# XM $77.00 Promo



## cpdretired (Aug 25, 2003)

I called XM today for the $77.00 package. I'm not sure but it may expire Sep. 3. The CSR said that it is only for 6 mos. I told her no it is for 12. She put me on hold came back and said that it is for 12 months. Cost is $77.00 plus the royality fee of 11.78 for a total of 88.78. After one year you must call as it will go to the regular price for all channels.


----------



## Jon W (Jan 27, 2004)

I just got the $77 deal today. The original CSR transferred me After I asked for the deal. The 2nd CSR asked me what I would do if I couldn't get it and of course I said I would cancel my service. She didn't say anything about any additional fees but did say that the service would continue if I didn't cancel.
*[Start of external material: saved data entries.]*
PR #711, opened 2018-09-11
Show numeric filter for number and integer filters

rmartz:
## Overview
Fixes a broken expectation that numeric filters can be identified by `format === 'number'`. It appears only checkbox and text filters have a `format` attribute - all others must be identified via their `fieldType` attribute. 

### Checklist

### Demo
screen shot 2018-09-11 at 4 19 15 pm

## Testing Instructions
- In the schema editor, define a number and integer field for a related item of a Record Type, and mark it as "Filterable/Searchable"
  - In the UI map and record views, you should see a filter that corresponds to the fields you created

Closes [PT160325267](https://www.pivotaltracker.com/story/show/160325267)

### DIFF
--- a/web/app/scripts/filterbar/filterbar.html
+++ b/web/app/scripts/filterbar/filterbar.html
@@ -13,7 +13,7 @@
             <li text-search-field="__createdBy"></li>
         </ul>
         <ul class="nav navbar-nav" ng-repeat="(key, value) in filterbar.filterables">
-            <li ng-if="value.format === 'number'"
+            <li ng-if="(value.format === 'number') || (value.fieldType === 'integer') || (value.fieldType === 'number')"
                 numeric-range-field
                 label="key"
                 data="value"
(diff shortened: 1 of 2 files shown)


web/app/scripts/filterbar/filterbar.html
```diff
@@ -13,7 +13,7 @@
             <li text-search-field="__createdBy"></li>
         </ul>
         <ul class="nav navbar-nav" ng-repeat="(key, value) in filterbar.filterables">
-            <li ng-if="value.format === 'number'"
+            <li ng-if="(value.fieldType === 'integer') || (value.fieldType === 'number')"
```
ddohler: I don't remember why this is the case, but there are two routes to defining a number field: you can define a text field with the "number" format, or you can define a number field. I think this may be the behavior of the form editor library we're using. I suspect that `value.format === 'number'` detects the first case, so we should probably leave it in the condition unless / until we change or update the form builder to only have one way to define a numeric field.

I just came off the $4.99 for 6 months deal.


----------



## miedwards72 (Feb 24, 2007)

I just keep signing up for the 5 month for $20 dollars promotion. I have been on it the last 2 years. Every five months I call to cancel and they give me the same deal.


----------



## ThomasM (Jul 20, 2007)

miedwards72 said:


> I just keep signing up for the 5 month for $20 dollars promotion. I have been on it the last 2 years. Every five months I call to cancel and they give me the same deal.


I'll be interested what they come up with when my long-term renewal to avoid the price hikes expires in March 2011. I bet a LOT of folks will be coming off a long-term renewal at that time and if they don't have some SIGNIFICANT deals, I'll just cancel.


----------